Die zwölf Prachtvollen


Sie lieben die reine Luft, erhaltene Naturlandschaften und das Wandern durch Berge und Täler auf stillen Wegen? Dann werden die Naturparks der Bezirke Barcelonas Sie begeistern! Mehr als einhunderttausend Hektar geschützte Naturräume geben so einiges her... Suchen Sie sich also Ihr Reiseziel aus und packen Sie die Reisetasche. Ein ruhiger Tourismus auf dem Land, im Kontakt mit der Natur, erwartet Sie ganz in der Nähe.

Das Netz der Naturparks rund um die katalanische Hauptstadt birgt besonders schöne Ecken und Winkel. Der Naturpark Montseny beispielsweise ist ein so ungewöhnliches Mosaik aus mediterranen und mitteleuropäischen Landschaften, dass er von der UNESCO zum Biosphärenreservat erklärt wurde. Aber die außergewöhnliche biologische Vielfalt, die Sie in den Bezirken Barcelonas in Reichweite haben, ist damit nicht erschöpft: Insgesamt zwölf Naturparks wurden aufgrund ihrer großen landschaftlichen, ökologischen und kulturellen Bedeutung unter Schutz gestellt.

An der Küste Barcelonas finden Sie so faszinierende Naturräume wie den Park Serralada Litoral, eine Bergkette mit wunderbarem Blick aufs Meer.
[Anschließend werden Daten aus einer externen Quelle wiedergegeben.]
PR #274, opened 2022-12-02
Add .spi.yml for Swift Package Index DocC support

yim-lee:


.spi.yml
```diff
@@ -0,0 +1,4 @@
+version: 1
+builder:
+  configs:
+    - documentation_targets: [AWSLambdaRuntime]
```
yim-lee, line 4: Do we need to include `AWSLambdaRuntimeCore`?

tomerd: yes that is good idea

tomerd (approved):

Von hier stammt übrigens ein Großteil des Sandes, der die Strände an der Küste bildet, denken Sie also mit Dankbarkeit daran, wenn Sie durch diesen Park oder die benachbarten Parks Serralada de Marina, den Park des Gebirgszugs von Collserola oder den Park Montnegre i el Corredor spazieren.
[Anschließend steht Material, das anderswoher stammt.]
PR #278, opened 2022-12-23
[plugin] add a deployer plugin + SAM example

sebsto:
This PR shows proof-of-concept code to add a deployer plugin, in addition to the existing archiver plugin. The deployer plugin generates a SAM deployment descriptor and calls the SAM command line to deploy the lambda function and it's dependencies.

## Motivation

The existing `archive` plugin generates a ZIP to be deployed on AWS. While it removes undifferentiated heavy lifting to compile and package Swift code into a Lambda function package, it does not help Swift developers to deploy the Lambda function to AWS, nor define how to invoke this function from other AWS services.  Deploying requires knowledge about AWS, and deployment tools such as the AWS CLI, the CDK, the SAM CLI, or the AWS console.

Furthermore, most developers will deploy a Lambda function together with some front end infrastructure allowing to invoke the Lambda function. Most common invocation methods are through an HTTP REST API (provided by API Gateway) or processing messages from queues (SQS).  This means that, in addition of the deployment of the lambda function itself, the Lambda function developer must create, configure, and link to the Lambda function an API Gateway or a SQS queue.

SAM is an open source  command line tool that solves this problem. It allows developers to describe the function runtime environment and the additional resources that will trigger the lambda function in a simple YAML file.  SAM CLI allows to validate the descriptor file and to deploy the infrastructure into the AWS cloud.

It also allows for local testing, by providing a Local Lambda runtime environment and a local API Gateway mock in a docker container.

The `deploy` plugin leverages SAM to create an end-to-end infrastructure and to deploy it on AWS.  It relies on  configuration provided by the Swift lambda function developer to know how to expose the Lambda function to the external world. Right now, it support a subset of HTTP API Gateway v2 and SQS queues.

The Lambda function developer describes the API gateway or SQS queue using the Swift programming language by writing a `Deploy.swift` file (similar to `Package.swift` used by SPM).  The plugin transform the `Deploy.swift` data structure into a SAM template. It then calls the SAM CLI to validate and to deploy the template.

## Modifications:

I added two targets to `Package.swift` : 

- `AWSLambdaDeployer` is the plugin itself. I followed the same structure and code as the `archive` plugin. Common code between the two plugins has been isolated in a shared `PluginUtils.swift` file. Because of [a limitation in the current Swift package systems for plugins](https://forums.swift.org/t/difficulty-sharing-code-between-swift-package-manager-plugins/61690/11), I symlinked the file from one plugin directory to the other.

- `AWSLambdaDeploymentDescriptor` is a shared library that contains the data structures definition to describe and to generate a JSON SAM deployment file. It models SAM resources such as a Lambda functions and its event sources : HTTP API and SQS queue. It contains the logic to generate the SAM deployment descriptor, using minimum information provided by the Swift lambda function developer. At the moment it provides a very minimal subset of the supported SAM configuration. I am ready to invest more time to cover more resource types and more properties if this proposal is accepted.

I added a new Example project : `SAM`. It contains two Lambda functions, one invoked through HTTP API, and one invoked through SQS.  It also defines shared resources such as SQS Queue and a DynamoDB Table. It provides a `Deploy.swift` example to describe the required HTTP API and SQS code and to allow `AWSLambdaDeploymentDescriptor` to generate the SAM deployment descriptor. The project also contains unit testing for the two Lambda functions.

## Result:

As a Swift function developer, here is the workflow to use the new `deploy` plugin.

1. I create a Lambda function as usual.  I use the Lambda Events library to write my code. Here is an example (nothing changed -  this is just to provide a starting point) : 

```swift
import AWSLambdaEvents
import AWSLambdaRuntime
import Foundation

@main
struct HttpApiLambda: SimpleLambdaHandler {

  init() {}
    context.logger.info(
      "Log Level env var : \(ProcessInfo.processInfo.environment["LOG_LEVEL"] ?? "info" )")
  }

  func handle(_ event: Event, context: AWSLambdaRuntimeCore.LambdaContext) async throws -> Output {

    var header = HTTPHeaders()
    do {

      let data = try JSONEncoder().encode(event)
      let response = String(data: data, encoding: .utf8)

      return Output(statusCode: .accepted, headers: header, body: response)

    } catch {
      header["content-type"] = "text/plain"
      return Output(statusCode: .badRequest, headers: header, body: "\(error.localizedDescription)")
    }
  }
}
```

2. I create a `Deploy.swift` file to describe the SAM deployment descriptor.  Most of the deployment descriptor will be generated automatically from context, I just have to provide the specifics for my code.  In this example, I want the Lambda function to be invoked from an HTTP REST API. I want the code to be invoked on `GET` HTTP method for the `/test` path. I also want to position the LOG_LEVEL environment variable to `debug`.

I add the new `Deploy.swift` file at the top of my project. Here is a simple deployment file. A more complex one is provided in the `Examples/SAM` sample project.

```swift
import AWSLambdaDeploymentDescriptor

let _ = DeploymentDefinition(
    
    functions: [        
        .function(
            name: "HttpApiLambda",
            architecture: .arm64, // optional, defaults to current build platform
            eventSources: [
                .httpApi(method: .GET, path: "/test"),
            ],
            environment: .variable(["LOG_LEVEL":"debug"]) //optional
        )
    ]
)
```

3. I add a dependency in my project's `Package.swift`. On a `testTarget`, I add this dependency:

```swift
  // on the testTarget()
  dependencies: [
      // other dependencies 
      .product(name: "AWSLambdaDeploymentDescriptor", package: "swift-aws-lambda-runtime")
  ]
```

I also might add this dependency on one of my Lambda functions `executableTarget`. In this case, I make sure it is added only when building on macOS.

```swift
  .product(name: "AWSLambdaDeploymentDescriptor", package: "swift-aws-lambda-runtime", condition: .when(platforms: [.macOS]))
```

4. I invoke the archive plugin and the deploy plugin from the command line.

```bash

swift build 

# first create the zip file
swift package --disable-sandbox archive

# second deploy it with an HTTP API Gateway
swift package --disable-sandbox deploy
```

Similarly to the archiver plugin, the deployer plugin must escape the sandbox because the SAM CLI makes network calls to AWS API (IAM and CloudFormation) to validate and to deploy the template.

5. (optionally) Swift lambda function developer may also use SAM to test the code locally.

```bash
sam local invoke -t sam.json -e Tests/LambdaTests/data/apiv2.json HttpApiLambda 
```

## Command Line Options

The deployer plugin accepts multiple options on the command line.

```bash
swift package plugin deploy --help
OVERVIEW: A swift plugin to deploy your Lambda function on your AWS account.
          
REQUIREMENTS: To use this plugin, you must have an AWS account and have `sam` installed.
              You can install sam with the following command:
              (brew tap aws/tap && brew install aws-sam-cli)

USAGE: swift package --disable-sandbox deploy [--help] [--verbose] [--nodeploy] [--configuration <configuration>] [--archive-path <archive_path>] [--stack-name <stack-name>]

OPTIONS:
    --verbose       Produce verbose output for debugging.
    --nodeploy      Generates the JSON deployment descriptor, but do not deploy.
    --nolist        Do not call sam list to list endpoints
    --configuration <configuration>
                    Build for a specific configuration.
                    Must be aligned with what was used to build and package.
                    Valid values : [ debug, release ] (default: debug)
    --archive-path <archive-path>
                    The path where the archive plugin created the ZIP archive.
                    Must be aligned with the value passed to archive --output-path.
                    (default: .build/plugins/AWSLambdaPackager/outputs/AWSLambdaPackager)
    --stack-name <stack-name>
                    The name of the CloudFormation stack when deploying.
                    (default: the project name)
    --help          Show help information.
```

#### SAM

SAM is already broadly adopted, well maintained and documented. It does the job.  I think it is easier to ask Swift Lambda function developers to install SAM (it is just two `brew` commands) rather than having this project investing in its own mechanism to describe a deployment and to generate the CloudFormation or CDK code to deploy the Lambda function and its dependencies. In the future, we might imagine a multi-framework solution where the plugin could generate code for SAM, or CDK, or Serverless etc ... 

#### Deploy.swift

Swift Lambda function developers must be able to describe the additional infrastructure services required to deploy their functions: a SQS queue, an HTTP API etc.

I assume the typical Lambda function developer knows the Swift programming language, but not the AWS-specific DSL (such as SAM or CloudFormation) required to describe and deploy the project dependencies. I chose to ask the Lambda function developer to describe its deployment with a Swift struct in a top-level `Deploy.swift` file. The `deploy` plugin dynamically compiles this file to generate the SAM JSON deployment descriptor.

The source code to implement this approach is in the `AWSLambdaDeploymentDescriptor` library. This approach is similar to `Package.swift` used by the Swift Package Manager.

This is a strong design decision and [a one-way door](https://shit.management/one-way-and-two-way-door-decisions/). It engages the maintainer of the project on the long term to implement and maintain (close) feature parity between SAM DSL and the Swift `AWSLambdaDeploymentDescriptor` library.

One way to mitigate the maintenance work would be to generate the `AWSLambdaDeploymentDescriptor` library automatically, based on the [the SAM schema definition](https://github.com/aws/serverless-application-model/blob/develop/samtranslator/validator/sam_schema/schema.json). The core structs might be generated automatically and we would need to manually maintain only a couple of extensions providing syntactic sugar for Lambda function developers. This approach is similar to AWS SDKs code generation ([Soto](https://github.com/soto-project/soto-codegenerator) and the [AWS SDK for Swift](https://github.com/awslabs/aws-sdk-swift/tree/main/codegen)). This would require a significant one-time engineering effort however and I haven't had time to further explore this idea.

**Alternatives Considered** 

One alternative proposed during early reviews is to use a DSL instead of a programmatic approach. A Swift-based DSL might be implemented using [Result Builders](https://github.com/apple/swift-evolution/blob/main/proposals/0289-result-builders.md), available since Swift 5.4.
After having read [tutorials](https://theswiftdev.com/result-builders-in-swift/) and watch a [WWDC 2021 session](https://developer.apple.com/videos/play/wwdc2021/10253/), I understand this might provide Swift Lambda function developer a strongly typed, Swift-friendly, DSL to express their SAM deployment descriptor.  I will give a try to this approach and propose it in a PR.

Another alternative is to not use a programmatic approach to describe the deployment at all (i.e. remove `Deploy.swift` and the `AWSLambdaDeploymentDescriptor` from this PR). In this scenario, the `deploy` plugin would generate a minimum SAM deployment template with default configuration for the current Lambda functions in the build target. The plugin would accept command-line arguments for basic pre-configuration of dependant AWS services, such as `--httpApi` or `--sqs <queue_name>` for example. The Swift Lambda function developer could leverage this SAM template to provide additional infrastructure or configuration elements as required. After having generated the initial SAM template, the `deploy` plugin will not overwrite the changes made by the developer.

This approach removes the need to maintain feature parity between the SAM DSL and the `AWSLambdaDeploymentDescriptor` library.

Please comment on this PR to share your feedback about the current design decisions and the proposed alternatives (or propose other alternatives :-) ) 

### What is missing

If this proposal is accepted in its current format, Swift Lambda function developers would need a much larger coverage of the SAM template format. I will add support for resources and properties. We can also look at generating the Swift data structures automatically from the AWS-provided SAM schema definition (in JSON)

### Future directions 

Here are a list of todo and thoughts for future implementations.

- Both for the `deploy` and the `archive` plugin, it would be great to have a more granular permission mechanism allowing to escape the SPM plugin sandbox for selected network calls. SPM 5.8 should make this happen.

- For HTTPApi, I believe the default SAM code and Lambda function examples must create Authenticated API by default. I believe our duty is to propose secured code by default and not encourage bad practices such as deploying open endpoints. But this approach will make the initial developer experience a bit more complex.

- This project should add sample code to demonstrate how to use the Soto SDK or the AWS SDK for Swift. I suspect most Swift Lambda function will leverage other AWS services.

- What about bootstrapping new projects? I would like to create a plugin or command line tool that would scaffold a new project, create the `Package.swift` file and the required project directory and files.  We could imagine a CLI or SPM plugin that ask the developer a couple of questions, such as how she wants to trigger the Lambda function and generate the corresponding code.

---

Happy to read your feedback and suggestions. Let's make the deployment of Swift Lambda functions easier for Swift developers.


Package.swift
```diff
@@ -49,6 +54,23 @@ let package = Package(
                 )
             )
         ),
+        .target(
+            name: "AWSLambdaDeploymentDescriptor",
+            dependencies: [
+                .product(name: "Yams", package: "Yams")
+            ],
+            path: "Sources/AWSLambdaDeploymentDescriptor"
```
tomerd, line 62: redundant?

Plugins/AWSLambdaDeployer/Plugin.swift
```diff
@@ -0,0 +1,348 @@
...
+        if configuration.verboseLogging {
+            print("-------------------------------------------------------------------------")
+            print("executables")
+            print("-------------------------------------------------------------------------")
+            print("SAM Executable : \(samExecutableUrl)")
+            print("Deployment Descriptor Executable : \(deploymentDescriptorExecutableUrl)")
+        }
+
+        let currentDirectory = FileManager.default.currentDirectoryPath
+        let samDeploymentDescriptorUrl = URL(fileURLWithPath: currentDirectory)
```
tomerd, line 40: not sure we need a URL here. we can probably use Path from the PackagePlugin API

Plugins/AWSLambdaDeployer/Plugin.swift
```diff
@@ -0,0 +1,348 @@
...
+struct AWSLambdaPackager: CommandPlugin {
+    func performCommand(context: PackagePlugin.PluginContext, arguments: [String]) async throws {
+
+        let configuration = try Configuration(context: context, arguments: arguments)
+        guard !configuration.products.isEmpty else {
+            throw Errors.unknownProduct("no appropriate products found to deploy")
+        }
+
+        let samExecutable = try context.tool(named: "sam")
+        let samExecutableUrl = URL(fileURLWithPath: samExecutable.path.string)
```
tomerd, line 29: not sure we need a URL here. we can probably use Path from the PackagePlugin API

Plugins/AWSLambdaDeployer/Plugin.swift
```diff
@@ -0,0 +1,348 @@
...
+        let deploymentDescriptorExecutableUrl = configuration.deployExecutable
```
tomerd, line 30: do you think there is an opportunity to do this via configuration instead of code? if so, we have another type of plugin that helps with source generation. 

if we stay with the approach that the user must create a module named in specific way, we should probably add validation step to check if the executable (deploymentDescriptorExecutableUrl) exists on disk

Plugins/AWSLambdaDeployer/Plugin.swift
```diff
@@ -0,0 +1,348 @@
...
+                print("Run the command again with --verbose argument to receive more details.")
+            }
+        } catch {
+            print("Can not execute file at:")
+            print("\(deploymentDescriptorExecutableUrl.path)")
+            print("or at:")
+            print("\(samExecutableUrl.path)")
+            print("Is SAM installed ? (brew tap aws/tap && brew install aws-sam-cli)")
+            print("Did you add a 'Deploy' executable target into your project's Package.swift ?")
+            print("Did you build the release version ? (swift build -c release)")
```
tomerd, line 85: we can probably do some guard checks upfront to see if these exist on disk and throw more fine tuned error messages

Plugins/AWSLambdaDeployer/Plugin.swift
```diff
@@ -0,0 +1,348 @@
...
+        }
+    }
+
+    @discardableResult
+    private func execute(
+        executable: URL,
```
tomerd, line 91: I dont think we need to use a URL anywhere. Path has most operations needed? What did you find missing?

Plugins/AWSLambdaDeployer/Plugin.swift
```diff
@@ -0,0 +1,348 @@
...
+        arguments: [String],
+        customWorkingDirectory: URL? = nil,
+        logLevel: ProcessLogLevel
+    ) throws -> String {
+        try self.execute(
+            executable: Path(executable.path),
+            arguments: arguments,
+            customWorkingDirectory: customWorkingDirectory == nil
```
tomerd, line 99: flatMap

Plugins/AWSLambdaDeployer/Plugin.swift
```diff
@@ -0,0 +1,348 @@
...
+            ? nil : Path(customWorkingDirectory!.path),
+            logLevel: logLevel)
+    }
+
+    // **************************************************************
+    // Below this line, the code is copied from the archiver plugin
+    // **************************************************************
+    @discardableResult
+    private func execute(
```
tomerd, line 108: I assume this is copy/paste from the other plugin? maybe we can combine them to a single implementation?

Plugins/AWSLambdaDeployer/Plugin.swift
```diff
@@ -0,0 +1,348 @@
...
+        let arch = "x86_64-apple-macosx"
+#endif
+        var deployExecutableURL = URL(fileURLWithPath: deployProducts[0].targets[0].directory.string)
+        // while there is /Sources or /Deploy => remove last path component 
+        while deployExecutableURL.path.contains("/Sources") ||
+              deployExecutableURL.path.contains("/Deploy") {
+
+            deployExecutableURL = deployExecutableURL.deletingLastPathComponent()
+        }
+        self.deployExecutable = deployExecutableURL.appendingPathComponent(".build/\(arch)/\(self.buildConfiguration)/Deploy")
```
tomerd, line 270: this seems a bit fragile. what information is it trying to obtain? SwiftPM can return the executables path if needed

Plugins/AWSLambdaDeployer/Plugin.swift
```diff
@@ -0,0 +1,348 @@
...
+            return "\(arguments.joined(separator: " ")) failed with code \(code)"
+        }
+    }
+}
+
+// **************************************************************
+// Below this line, the code is copied from the archiver plugin
+// **************************************************************
+
+private enum ProcessLogLevel: Comparable {
```
tomerd, line 321: make DRYer with other plugin?

Plugins/AWSLambdaPackager/Plugin.swift
```diff
@@ -326,7 +326,7 @@ private struct Configuration: CustomStringConvertible {
             self.products = products
 
         } else {
-            self.products = context.package.products.filter { $0 is ExecutableProduct }
+            self.products = context.package.products.filter { $0 is ExecutableProduct && $0.name != "Deploy" }
```
tomerd, line 329: this seems fragile. what other options do we have?

Sources/AWSLambdaDeploymentDescriptor/DeploymentDefinition.swift
```diff
@@ -0,0 +1,526 @@
...
+public protocol SAMResource: Encodable {}
+public protocol SAMResourceProperties: Encodable {}
+
+public struct Resource: SAMResource, Equatable {
+    
+    let type: String
+    let properties: SAMResourceProperties
+    let name: String
+        
+    public static func none() -> [Resource] { return [] }
```
tomerd, line 66: variable instead of func?

Sources/AWSLambdaDeploymentDescriptor/DeploymentDefinition.swift
```diff
@@ -0,0 +1,526 @@
...
+    let codeUri: String
+    let autoPublishAlias: String
+    var eventSources: [String: EventSource]
+    var environment: EnvironmentVariable
+    
+    public init(codeUri: String,
+                eventSources: [EventSource] = [],
+                environment: EnvironmentVariable = EnvironmentVariable.none()) {
+        
+        #if arch(arm64) //when we build on Arm, we deploy on Arm
```
tomerd, line 125: this is probably okay for now, but may not always be true

Sources/AWSLambdaDeploymentDescriptor/DeploymentDefinition.swift
```diff
@@ -0,0 +1,526 @@
...
+    
+    public var variables: [String:EnvironmentVariableValue] = [:]
+    public init() {}
+    public init(_ variables: [String:String]) {
+        for key in variables.keys {
+            self.variables[key] = .string(value: variables[key] ?? "")
+        }
+    }
+    public static func none() -> EnvironmentVariable { return EnvironmentVariable([:]) }
+    public func isEmpty() -> Bool { return variables.count == 0 }
```
tomerd, line 182: var instead of func?

Sources/AWSLambdaDeploymentDescriptor/DeploymentDefinition.swift
```diff
@@ -0,0 +1,526 @@
...
+public struct EnvironmentVariable: Encodable {
+    
+    public var variables: [String:EnvironmentVariableValue] = [:]
+    public init() {}
+    public init(_ variables: [String:String]) {
+        for key in variables.keys {
+            self.variables[key] = .string(value: variables[key] ?? "")
+        }
+    }
+    public static func none() -> EnvironmentVariable { return EnvironmentVariable([:]) }
```
tomerd, line 181: var instead of func?

Sources/AWSLambdaDeploymentDescriptor/DeploymentDescriptor.swift
```diff
@@ -0,0 +1,132 @@
...
+    }
+    
+    // returns additional resources to create in the cloud (ex : a dynamoDB table)
+    // This is a default implementation to avoid forcing the lambda developer to implement it when not needed
+    public func addResource() -> [Resource] {
+        return Resource.none()
+    }
+    
+    // entry point and main function. Lambda developer must call this function.
+    public func run() {
```
tomerd, line 68: can we use an @main based protocol instead?

Sources/AWSLambdaDeploymentDescriptor/DeploymentDescriptor.swift
```diff
@@ -0,0 +1,132 @@
...
+        } catch {
+            throw DeploymentEncodingError.yamlError(causedBy: error)
+        }
+    }
+
+    private func createServerlessFunctionResource(_ name: String) -> [Resource] {
+        
+        // the default output dir for archive plugin
+        // FIXME: add support for --output-path option on packager
+        let package = ".build/plugins/AWSLambdaPackager/outputs/AWSLambdaPackager/\(name)/\(name).zip"
```
tomerd, line 106: this seems a bit fragile. what other options do we have?

Sources/AWSLambdaDeploymentDescriptor/DeploymentDescriptor.swift
```diff
@@ -0,0 +1,132 @@
...
+        let lambdaEventSources = eventSources(name)
+        
+        // When SQS event source is specified, the Lambda function developer
+        // might give a queue name, a queue Arn, or a queue resource.
+        // When developer gives a queue name or a queue resource,
+        // the event source eventually creates the queue resource and references the resource.
+        // Now, we need to collect all queue resources created by SQS event sources or passed by Lambda function develper
+        // to add them to the list of resources to synthetize
+        var resources : [Resource] = lambdaEventSources.filter{ lambdaEventSource in
+            lambdaEventSource.type == "SQS" &&
```
tomerd, line 118: can we make this more type safe?

Examples/SAM/Package.swift
```diff
@@ -0,0 +1,62 @@
...
+    .executable(name: "Deploy", targets: ["Deploy"])
+  ],
+  dependencies: [
+    // this is the dependency on the swift-aws-lambda-runtime library
+    // in real-world projects this would say
+    // .package(url: "https://github.com/swift-server/swift-aws-lambda-runtime.git", branch: "main"),
+    .package(name: "swift-aws-lambda-runtime", path: "../.."),
+    .package(url: "https://github.com/swift-server/swift-aws-lambda-events.git", branch: "main")
+  ],
+  targets: [
```
tomerd, line 37: should we include some testing examples?

tomerd (commented):
thank you so much for this PR @sebsto, this could be very helpful for users

Left a few ideas and comments to discuss further.

sebsto:
Thank you @tomerd for the review.
I agree the code must be more robust. I will propose another design that do not rely on an executable target and finding it's directory at runtime.

Plugins/AWSLambdaDeployer/Plugin.swift
sebsto: I removed all unnecessary usage of URL.  I still use a few when I use `FileManager` or `String` functions that expect an `URL` argument

Plugins/AWSLambdaDeployer/Plugin.swift
sebsto: `URL` is required here because I use `String.write(to:encoding:)` to save the generated deployment descriptor

Plugins/AWSLambdaDeployer/Plugin.swift
sebsto: Agree.  I will propose a simplified approach where function developer must just provide `Deploy.swift` file, similar to SPM's `Package.swift`.

The plugin will compile and run this file to generate the SAM deployment descriptor.

That will remove the need for the function developer to provide an executable target.  The declarative nature of Deploy.swift will be more familiar and less error prone.

Plugins/AWSLambdaDeployer/Plugin.swift
sebsto: done. With three `do {} catch {}` blocks instead of one and one additional `guard else` statement

Plugins/AWSLambdaDeployer/Plugin.swift
sebsto: done, I removed unnecessary usage of URL

Plugins/AWSLambdaDeployer/Plugin.swift
sebsto: sorry, I am not sure to understand where you suggest to use `flatMap()` in the 4 lines highlighted above

Plugins/AWSLambdaDeployer/Plugin.swift
sebsto: Initially I did not want to touch the Archiver plugin.  Now that I know you like the idea of the deploy plugin, I will factor out common codes in a separate shared library

Plugins/AWSLambdaDeployer/Plugin.swift
sebsto: I will factor out code common to the two plugin in a shared library

Sources/AWSLambdaDeploymentDescriptor/DeploymentDescriptor.swift
sebsto: Agreed. This is not needed anymore with the `Deploy.swift` declarative approach

Plugins/AWSLambdaDeployer/Plugin.swift
sebsto: I wonder what is the best approach to share code between two Plugins ?  Share a common executable to carry on the actual work ? Symlinks ?

Check  this thread https://forums.swift.org/t/difficulty-sharing-code-between-swift-package-manager-plugins/61690/11

Plugins/AWSLambdaDeployer/Plugin.swift
sebsto: I wonder what is the best approach to share code between two Plugins ?  Share a common executable to carry on the actual work ? Symlinks ?

Check  this thread https://forums.swift.org/t/difficulty-sharing-code-between-swift-package-manager-plugins/61690/11

Plugins/AWSLambdaDeployer/Plugin.swift
tomerd: yea this is a "hole" in SwiftPM plugins that the team is working to fix afaik, the work around is to put it in a file and symlink it across the targets

Plugins/AWSLambdaDeployer/Plugin.swift
tomerd: yea this is a "hole" in SwiftPM plugins that the team is working to fix afaik, the work around is to put it in a file and symlink it across the targets

Plugins/AWSLambdaDeployer/Plugin.swift
tomerd: does this `customWorkingDirectory.flatMap { Path($0) }` work?

Plugins/AWSLambdaDeployer/Plugin.swift
tomerd: `String.write(to:encoding:)` is syntactic sugar for https://developer.apple.com/documentation/foundation/filemanager/1410695-createfile which takes strings

sebsto:
I just pushed a new version of the deployer plugin.

Now it uses a declarative interface to describe the deployment instead of a programmatic one. 
The example is in `Examples/SAM` directory.  The lambda function developer now describes the deployment by writing a `Deploy.swift` that will be compile and run by the `deploy` plugin.  This is an approach similar to the one used by SPM and `Package.swift`

**TODO**
- clear TODOs in the code 
- find a permanent solution for  a ugly workaround for a problem I do not fully understand (Line 20 of Examples/SAM/Package.swift)
- write tests for the Lambda function 
- update README at the start of this thread 
- find a way to share common code between the two plugins

Plugins/AWSLambdaDeployer/Plugin.swift
sebsto: OK - will do that

Plugins/AWSLambdaDeployer/Plugin.swift
sebsto: OK - will do this

Plugins/AWSLambdaDeployer/Plugin.swift
sebsto: Done with https://github.com/sebsto/swift-aws-lambda-runtime/commit/8a816c5f34d3aefd4d299b6cde42efa651ad9c02

Plugins/AWSLambdaDeployer/Plugin.swift
sebsto: Done with https://github.com/sebsto/swift-aws-lambda-runtime/commit/8a816c5f34d3aefd4d299b6cde42efa651ad9c02

Plugins/AWSLambdaDeployer/Plugin.swift
sebsto: done https://github.com/sebsto/swift-aws-lambda-runtime/commit/d09ecbe35bc8cb2c72f3afffd5dec4d3100f87dd

Sources/AWSLambdaDeploymentDescriptor/DeploymentDefinition.swift
sebsto: I made the architecture a parameter in `Deploy.swift`, with default to the current architecture.
https://github.com/sebsto/swift-aws-lambda-runtime/commit/f3f4021dbebb086f4f33efac58b3b4e6a5cf4d1e

sebsto:
Here is a new version, using a declarative mode to describe the deployment, inspired by `Package.swift`. It also addresses all the comments and suggestions made at the first review

Examples/SAM/Package.swift
sebsto: Done https://github.com/sebsto/swift-aws-lambda-runtime/commit/464fd01bb4d10060c4bb19f0f42fcac5270eeae7

sebsto:
Here is a new version, using a declarative mode to describe the deployment, inspired by `Package.swift`. It also addresses all the comments and suggestions made at the first review. This is ready for a second review. Thank you.

sebsto:
After further design discussions, @tomerd suggested to use a DSL-based approach to describe the deployment descriptor in the Swift language.  A SAM DSL might be defined using the [result builder library](https://github.com/apple/swift-evolution/blob/main/proposals/0289-result-builders.md)

I will submit more commit to implement this approach.

sebsto:
Closing this PR in favor of https://github.com/swift-server/swift-aws-lambda-runtime/pull/291
The new PR implements a Swift-based DSL approach to describe and generate the deployment descriptor.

Weiter im Süden überrascht der Park des Garraf mit einem ganz anderen Anblick im Vergleich zu den anderen Naturräumen. Die Zwergpalme ist hier die emblematische Pflanzenart, dazu Kalkgestein, zahlreiche Karstformationen und ein tibetanisches Kloster, das jeden aufnimmt, der an buddhistischer Meditation Interesse hat. Ganz in der Nähe des Garraf, im Park von Olèrdola, finden Sie iberische, römische und mittelalterliche Spuren, darunter insbesondere die romanische Kapelle von Sant Miquel. Im Park von Foix locken hingegen mehr die Burgen von Penyafort und Castellet und die große Vielfalt an ökologischen Lebensräumen, die rund um den Stausee von Foix entstanden sind. Es ist eines der wenigen Feuchtgebiete, die im Bezirk Penedès unter Schutz gestellt wurden, dadurch bietet der Stausee vielen Tieren, insbesondere Vögeln, eine Zuflucht. Wenn Sie das Gebiet mit einem guten Fernglas besuchen, können Sie richtig viel sehen!

Die ausgeschilderten Routen im Park der Burg von Montesquieu führen Sie durch Gärten und Wälder, im Agrarpark des Baix Llobregat führt der Weg durch eines der ältesten und fruchtbarsten landwirtschaftlichen Nutzgebiete Kataloniens und im Naturraum Guilleries-Savassona erwartet Sie das Wasser in Form von Wassersport. Und auch wenn Sie mehr fürs Flachland übrig haben, sollten Sie doch dem Bergmassiv von Sant Llorenç del Munt und der Bergkette von Obac, direkt neben Terrassa, einen Besuch abstatten. Im Tal von Flequer finden Sie eine Monumentalanlage aus Weinbottichen im Trockensteinbau, die im 18. und 19. Jahrhundert in den Weingärten, die weit von den Dörfern entfernt waren, zur Weinherstellung genutzt wurden. Das sollten Sie sich unbedingt anschauen, Sie werden staunen!